During the first nine months of FY 2016 (starting in October)
individual income tax collections were $1.171 trillion. That was up just
0.3% from the $1.167 trillion collected in FY2015. Likewise, corporate
tax collections of $224 billion over the last nine months were down $32
billion or 12.5% from prior year. And corporate tax collections in
June dropped from $74.9 billion last year to $62.8 billion this year.
That’s a 16.2% drop. Even sales tax revenues are down by nearly 3%
yoy. So total Federal tax collections came in at $300.6 billion in June
compared to $327.5 billion last year, and that’s an 8.2% year-over-year
drop.
Yet the US stock market goes on booming, shrugging off all worries,
including China, Brexit, collapsing energy and rising debt. Driven by
huge injections of central bank money, interest rates to borrow and
speculate have never been lower. Fictitious capital continues to expand
with increasingly less relation to the state of profits generated in
the productive sector of the economy.
When the S&P 500 stock index first hit 2130 back in May 2015,
corporate earnings were $99.25 per share. During the four quarters
since then, reported earnings have slumped by 12.3% to $87 per share.
So the ratio of stock prices to earning has risen to 24 times, some 60%
above the long-term average as corporate earnings fell 18% in the last
year and a half.
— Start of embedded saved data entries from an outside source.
PR #104, opened 2017-12-08
Update comparison variable when switching ensembles

corviday:
Added a check to `AppMixin.updateMetadata()` that checks when switching ensembles to see whether a comparison variable (used by the `/compare` portal) is defined and if so, whether it refers to a variable not present in the new ensemble, updating it if so.


corviday:
Closing for now, @rod-glover mentioned a better way to structure this.

PR #110, opened 2017-12-19
Fix #103, update comparand on ensemble switch

### LINKED ISSUE #103: Change comparison variable after ensemble switch
@jameshiebert[ says](https://github.com/pacificclimate/climate-explorer-frontend/pull/101):

> Navigating from "ClimDEX comparison" to "Standard comparison" fails to refresh the metadata. It actually errors out in DualDataController.js saying "TypeError: _underscore2.default.findWhere(...) is undefined".

Main variable on all portals is set by `AppMixin.componentDidMount()`. Since DualController is the only portal that has a comparison variable, the comparison variable is set separately from other portal state by `DualController.componentDidUpdate()`. That function needs to be updated to handle the case where the user changes ensembles and the comparison variable is already initialized, but to a variable not present in the new ensemble.

corviday:
Updates secondary variable in comparison portal after switching ensembles. Checks to make sure _both_ variables are valid before trying to load data from the backend.

### DIFF
--- a/src/components/AppMixin/AppMixin.js
+++ b/src/components/AppMixin/AppMixin.js
@@ -98,7 +98,7 @@ var AppMixin = {
 
   componentDidUpdate: function(nextProps, nextState) {
     // The metadata needs to be updated if the ensemble has changed
-    if (nextState.ensemble_name !== this.state.ensmeble_name) {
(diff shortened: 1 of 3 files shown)


rod-glover:
LGTM

PR #114, opened 2018-01-29
Update internal portal routing URLs

corviday:
Fix the URLs from the portal tabs at the top of the page. Upgrading react-router to version 3 seems to have changed how they work.


corviday:
The issue addressed by this pull request has been resolved.

jameshiebert:
Thanks for catching it, though.

PR #117, opened 2018-02-06
Add multi-model context graph to main portal

corviday:
Adds a multiple-model "spaghetti plot" when viewing datasets with precalculated multi-year-means on the /climo portal. The graph - at least on my workstation - takes about ten seconds to load, due to querying the backend separately for each model. It does seem to delay generation of other graphs, but only very slightly. I'll get a docker running so we can judge that.

A version of this graph for datasets that lack precalculated multi year means is not included in this pull request; it was too slow.

### DIFF
--- a/src/components/DataController/DataController.js
+++ b/src/components/DataController/DataController.js
@@ -23,9 +23,6 @@
  * If the selected dataset is not a multi year mean:
  *  - a Time Series Datagraph showing each time point available.
  *
- *  - a Model Context datagraph similar to the Time Series Datagraph,
- *    but showing data for each model.
- *
  * A Data Table viewer component showing statistical information for each
  * climatology period or timeseries is also generated. 
  *******************************************************************/
@@ -102,7 +99,6 @@ var DataController = createReactClass({
     else {
       this.loadTimeseriesGraph(props);
       this.loadDataTable(props, {timeidx: 0, timescale: "yearly"});
-      this.loadContextGraph(props);
     }
   },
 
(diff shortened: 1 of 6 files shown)


jameshiebert:
Looks awesome! One small suggestion: I'd recommend not reloading the graph data when the model gets changed. The data is all the same (hence we shouldn't need to wait). You would just need to re-render the component with a different active model. That should be pretty fast.

jameshiebert:
PS I have a docker container up [here](http://docker-dev01.pcic.uvic.ca:30088).

corviday:
Good idea, that should be pretty easy.

jameshiebert:
Great, that works a lot faster! There's still a flicker of 2-3 re-renders as events come in *after* the emphasize current model. It's not a *huge* deal, but you may want to add a ``shouldComponentUpdate`` lifecycle function to the component.

Other than that, it looks good to me. @rod-glover do you want to review for code quality?

corviday:
Unfortunately, at present the graphs are not individual components; they're completely generated and managed by `DataController`. `DataController` has a `shouldComponentUpdate()`, but it returns true when any of the three graphs (or the stats table) finishes fetching and parsing data and makes a `setState()` call.. So all three graphs and the stats table are rerendered any time one of them updates, which is what is causing the extra flickers in this case.

Long term, the right way to go is presumably to encapsulate each graph as a separate component with its own `shouldComponentUpdate()`, which would have benefits like fewer flickers and reduced complexity and repetitiveness of the data controllers.

jameshiebert:
Uggh, I hadn't realized that they are all glommed together in one component. Yes, we absolutely need to separate them, especially since there are three new plots on our TODO list.

But that's for another day, not this PR. I'll file an issue on that.

src/components/DataController/DataController.js
```diff
@@ -87,6 +95,7 @@ var DataController = createReactClass({
       this.loadAnnualCycleGraph(props);
       this.loadLongTermAverageGraph(props);
       this.loadDataTable(props);
+      this.loadContextGraph(props);
```
rod-glover: These method names are confusing in several ways:

- they don't load a graph, they load the data for a graph
- they set state with an object called "graph", but the state property name is "xxxData"
- "graph" here actually means an object containing data and C3 options that is used (via DataGraph to render a C3 graph)

Strongly suggest that identifiers are precise about what they do or contain, and do not use confusing abridgements of meaning as here. This occurs in many places in this code. Kindly rename these so that their names reflect their use and meaning.

src/components/DataController/DataController.js
```diff
@@ -17,6 +17,9 @@
  *  - a Long Term Average Datagraph showing the mean of each climatology
```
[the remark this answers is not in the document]
rod-glover: Also, when you adopt React Bootstrap Tabs, you will not have to separate the creation of tab labels and tab panels. They are unified, and that will make writing the conditional code considerably simpler.

src/components/DataController/DataController.js
```diff
@@ -296,14 +328,90 @@ var DataController = createReactClass({
...
+      }).catch(error => {
+        this.displayError(error, this.setContextGraphNoDataMessage);
+      });
+    }
   },
 
   render: function () {
-    var longTermAverageData = this.state.longTermAverageData ? this.state.longTermAverageData : this.blankGraph;
-    var annualCycleData = this.state.annualCycleData ? this.state.annualCycleData : this.blankGraph;
     var statsData = this.state.statsData ? this.state.statsData : [];
```
rod-glover: In the case that there is no `statsData`, this will return a new empty array each time, which will likely force unnecessary re-renders in whatever components are passed this state. Suggest you substitute a fixed empty array defined on `this` or even on the class (a static variable), as is done for the other data items.

src/core/chart.js
```diff
@@ -790,8 +798,56 @@ var fadeSeriesByRank = function (graph, ranker) {
   return graph;
 };
 
+/*
+ * Post-processing graph function that removes data series from the legend.
```
rod-glover: Nice.

corviday:
Most of the requested changes apply to code that predates this PR and affect all the Data Manager components. Would we like to make these changes to all three data managers as part of this PR?

jameshiebert:
>  have decided that refactoring DataControllers belongs in a separate PR.

Agreed. @rod-glover feel free to merge this whenever you're satisfied with that your comments on the *changes* in this PR have been addressed (or delegated to future work).

corviday:
I think I got all the issues that were confined to this controller:
- [ ] add `PropType` for `contextMeta`
- [ ] static array for empty Stats Table to prevent gratuitous rerendering
- [ ] add a `value` prop to the time selector on the Long Term Average Graph so it displays current time

Issues that affect all three DataControllers and will be handled seperately:
- [ ] Unclear function and variable names (#130)
- [ ] Encapsulating (and reusing across controllers!) individual graphs (#119)

jameshiebert:
Awesome, thanks guys! I'll update the beta.

PR #7, opened 2018-08-16
Updated update.sh - by joanbono from iceman1001/proxmark3

TomHarkness:
The update.sh is not my code, just had the idea. Authored by joanbono

install.sh is working tested under OS X High Sierra. I'll do a PR for iceman fork too.


RfidResearchGroup:
Nice one.  
even for install.sh...    
Now just an entry in changelog.md  and what about proxmark3.sh ?

TomHarkness:
Working on other files too. I'll push them as soon as I've had time for a bit more testing :)

PR #11, opened 2018-08-16
Add libcanberra-gtk-module to install.sh

reidrankin:
Under Ubuntu 18.04, the proxmark3 client throws an error that the canberra-gtk-module is missing; this makes that message go away.

(I'm not sure if it's a problem on Homebrew as well, because I don't have a Mac for testing.)

### DIFF
--- a/install.sh
+++ b/install.sh
@@ -4,7 +4,7 @@ set -x
 function installProxmark_Linux {
   # install dependencies for Proxmark3 source code.
   sudo apt-get install p7zip git build-essential libreadline5 libreadline-dev gcc-arm-none-eabi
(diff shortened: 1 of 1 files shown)


RfidResearchGroup:
This feels like specific version related problem...
so ppl who use 14.04, 16,04, 17.04  (or which ever version before 18.04)  might download something unneeded.  
Is there a way to detect os-version (uname?) and a a row with  git install libcanberra instead?

TomHarkness:
No issues without this on Mac.

RfidResearchGroup:
Well, if it doesn't break anything I can just merge it :)
Thanks!

TomHarkness:
Yes same thing as for udev. I'll do a PR latter.

Issue #6, opened 2018-08-15
Bug and partial Fix - update.sh for OS X users


TomHarkness:
**Update.sh does not find pm3 ion osx due to the "?" switch not working**

Along with the above we have no symlink in place and I think it may be good to put one in.

**Original:**

function wait4proxmark {
	echo >&2 "Waiting for Proxmark to appear..."
	while [ ! -c /dev/ttyACM? -a ! -L /dev/pm3-? ]; do
		sleep .1
	done
	local PM3=`ls -1 /dev/pm3-? /dev/ttyACM? 2>/dev/null | head -1`
	echo >&2 -e "Found proxmark on ${PM3}\n"
	echo $PM3
}

**The following works fine but line 5 also throws a missing ']' error.** Not sure about linux yet. Maybe it could be formatted better?

function wait4proxmark {
	echo >&2 "Waiting for Proxmark to appear..."
	while [ ! -c /dev/ttyACM? || /dev/tty.usbmodem* -a ! -L /dev/pm3-? ||  /dev/pm3* ]; do
		sleep .1
	done
	local PM3=`ls -1 /dev/pm3-? /dev/ttyACM? dev/tty.usbmodem* /dev/pm3*  2>/dev/null | head -1`
	echo >&2 -e "Found proxmark on ${PM3}\n"
	echo $PM3
}

Also I think somewhere it would be good to check OS, detect OS X and put some symlinks in place. Working code:

 	if [[ $OSTYPE == darwin* ]]; then
		echo "I am a Mac - creating symlink to /dev/pm3"
			ln -s $PM3 /dev/pm3
		;fi

TomHarkness:
Seems like the best structure to make this cross compatible with Linux and OS X without having issues with conditional OR is something like:

	while [ ! -c /dev/ttyACM? || /dev/tty.usbmodem* ] -a [ ! -L  /dev/pm3-? || /dev/pm3* ] ; do


This works but still throws missing '[' error.

RfidResearchGroup:
@joanbono   just made solution for one script over at iceman fork.   Its been merged.

No need to over complicate things.   I would also suggest implementing the same dual idea into the proxmark.sh  script since its uses the look up comport aswell inside.

and don't forget to add a entry in changelog.md   for eternal glory.

@TomHarkness  said something about making a symbolic link  to /dev/pm3 as it is done for linux ppl with udev rules.  (sudo make udev)    making things a bit easier for future support questions about my comport is not showing.

[...]

PR #13, opened 2018-08-17
Modified install.sh

joanbono:
Added Ubuntu 18.04 detection, which needs `libcanberra-gtk-module` to compile the code as mentioned in #6  :

```bash
  # Install libcanberragtk in Ubuntu 18.04
  if [[ $(cat /etc/issue | awk '{print $2}') = *"18.04"* ]]; then 
    apt-get install libcanberra-gtk-module
  fi
```

Also, improved compilation times using max number of processors available on each machine:

+ Linux: `make all -j$(nproc)`
+ macOS: `make -j$(sysctl -n hw.physicalcpu)`


RfidResearchGroup:
Great.   Now,  is someone able to test it out??

PR #15, opened 2018-08-17
Add some mifare keys. 

TomHarkness:


RfidResearchGroup:
Thats a lot of commits for two keys...    Would you mind cleaning that up?

TomHarkness:
Sorry about that - I made a mess! Still a bit new to using Git in this way :P

PR #17, opened 2018-08-23
Populate emulator keys from `hf mf fchk`

gkelly:
Just like `hf mf chk`, when the 't' option is provided make fchk put the
found keys into emulator memory.


gkelly:
This is already in the iceman fork (https://github.com/iceman1001/proxmark3/pull/236#issuecomment-415307189).

RfidResearchGroup:
Excellent!

PR #24, opened 2018-09-05
lfops.c CmdEM410xdemod empty TAG ID fix.

Defensor7:
CmdEM410xdemod returns "EM TAG ID: 0000000000 - (00000_000_00000000)" without card because considers a negative numbers as true.

https://stackoverflow.com/questions/14646718/if-statement-integer


RfidResearchGroup:
Great catch!

RfidResearchGroup:
I also pushed another place which needs this check.

PR #27, opened 2018-09-07
Changes in ListenReaderField and some debug messages

Defensor7:
Added to appmain.c ListenReaderField:
`while(!usb_poll_validate_length()) { ... } DbpString("Stopped"); break;`

Added debug messages to let client understand current status of operations.


RfidResearchGroup:
Why two loops ?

Many investment houses have cut back their forecasts
for future earnings growth among even the large US companies.
Bank of America Merrill Lynch (BAML) analysts have actually cut their
S&P 500 earnings forecasts to reflect no growth on 2016. JP Morgan
notes that there is historical precedent for this: “Over the last ten years, the consensus growth estimate for the following year was typically revised down by ~5%… The
downwards revision is expected to be even more pronounced for 2017 due
to “unrealistic assumptions,” such as “7% sales growth and +50bp margin
expansion.”
In a special report called Profit stall threatens global expansion,
JP Morgan economists warned that the US and global economy was heading
for a fall. The reason? Falling profits and profitability! JPM said: “profits—alongside
equity prices — have declined over the past four quarters, and global
investment spending has moved in lock step with the disappointing pace
of profit growth this cycle. There is a significant risk that a
substantial drag on corporate spending remains in the pipeline.”
The report then referred to the global situation. “Perhaps the
most telling sign of the global nature of the profit growth slump is the
fact that the concentration of earnings growth around the world has
reached its highest level in at least two decades, surpassing even the
large concentrated hit to earnings during the global financial crisis.” In other words, what profits are being made are concentrated in just a few countries and a small number of companies.
JPM summed up the dilemma “The key question is whether the latest
downshift in profit growth marks the beginning of a recession dynamic
or simply reflects a temporary soft patch amplified by the commodity
price plunge that has hit related earnings… Without a recovery in
business confidence, it is hard to imagine a turn up in capital
spending, and it is increasingly likely that the next leg down will be
from a pullback in G-3 hiring.”
So unless profits pick up, investment will decline and, with it,
employment, in the US and elsewhere, engendering a new global
recession. At the moment, profits are static globally, along with
global investment. The June jobs figures in America may be the last
hurrah for this weak economic recovery.